Thermal fluid dynamic analysis of 3D printable metal foams

This study presents a numerical investigation of the pressure drop per unit length and the heat transfer coefficient in 3D printable open-cell metal foams. The ultimate goal is to derive new correlations that allow the prediction of the thermal fluid dynamic performance of the cell using the topological characteristics of the cells and the fluid conditions. The data set included 18 different cell types, each with six different elongations along the flow direction and five porosities, resulting in a total of 540 simulations.
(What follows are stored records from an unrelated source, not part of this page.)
PR #5214, opened 2023-07-21
Bugfix: Experiment notifications not going out as expected

qptr:
**Story card:** [sc-10920](https://app.shortcut.com/simpledotorg/story/10920)

## Because

Notifications haven't been getting created or sent out in Bnagladesh and India since July 3. This is blocking the Bangladesh SMS experiment, so this is a quick fix. A more long-term fix can be picked up as part of [this card](https://app.shortcut.com/simpledotorg/story/10921/).

## This addresses

When checking for patients to be notified for the day, a timestamp and date are compared. Since the date gets implicitly converted to 00:00 in UTC, this comparison has been failing ever since we wrapped the experiment runner so as to run within the local timezone. This fix saves these dates with the correct date in the UTC format while creating a treatment group membership.

The long term fix is to add a schema migration to convert the `expected_return_date` and `experiment_inclusion_date` fields into dates.

## Test instructions

- Create stale and current experiments, their treatment groups and reminder templates.
- Run conduct_daily on them with any date
- Check that treatment group memberships are being created as expected, and more importantly that notifications are being created.


spec/models/experimentation/current_patient_experiment_spec.rb
```diff
@@ -30,6 +30,26 @@
...
+        treatment_group.enroll(patient_1, expected_return_date: 2.days.from_now.beginning_of_day)
+      end
+      Time.use_zone(CountryConfig.current[:time_zone]) do
+        treatment_group.enroll(patient_2, expected_return_date: 2.days.from_now.middle_of_day)
+      end
+      membership_1 = experiment.treatment_group_memberships.find_by(patient_id: patient_1.id)
+      membership_2 = experiment.treatment_group_memberships.find_by(patient_id: patient_2.id)
+
+      expect(membership_1.expected_return_date.to_date).to eq(1.day.from_now.to_date)
+      expect(membership_2.expected_return_date.to_date).to eq(2.day.from_now.to_date)
```
qptr, line 49: thinking if i should remove these:
- they'll fail in case the configured tz for tests is not IST
- but i added them to make it easy to understand why the fix is necessary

The geometries were defined by using the coordinates of the vertices of their ligaments and a connectivity matrix that stored the connections between the different points. The numerical simulations were carried out in laminar flow regime with a constant heat flux boundary condition and air as the working fluid. The flow patterns within the different cells were analysed to understand the mechanism behind the results obtained. The simulations that showed unsteady convergence were discarded. The remaining results produced a reduced data set with 300 simulations. This data set was then used to derive new correlations for the friction factor, the Nusselt number and the area goodness factor. A simple Nusselt number - Reynolds number correlation was derived using the least squares method, while more complex equations were obtained using the symbolic regression method. The correlations were validated using experimental and numerical data available in the literature. The data used for the validation process were based on porous structures with cell geometries that were not included in the initial data set. The final correlations provided an overview of the effect of the geometric parameters of the cell on the thermal fluid performance of the metal foam.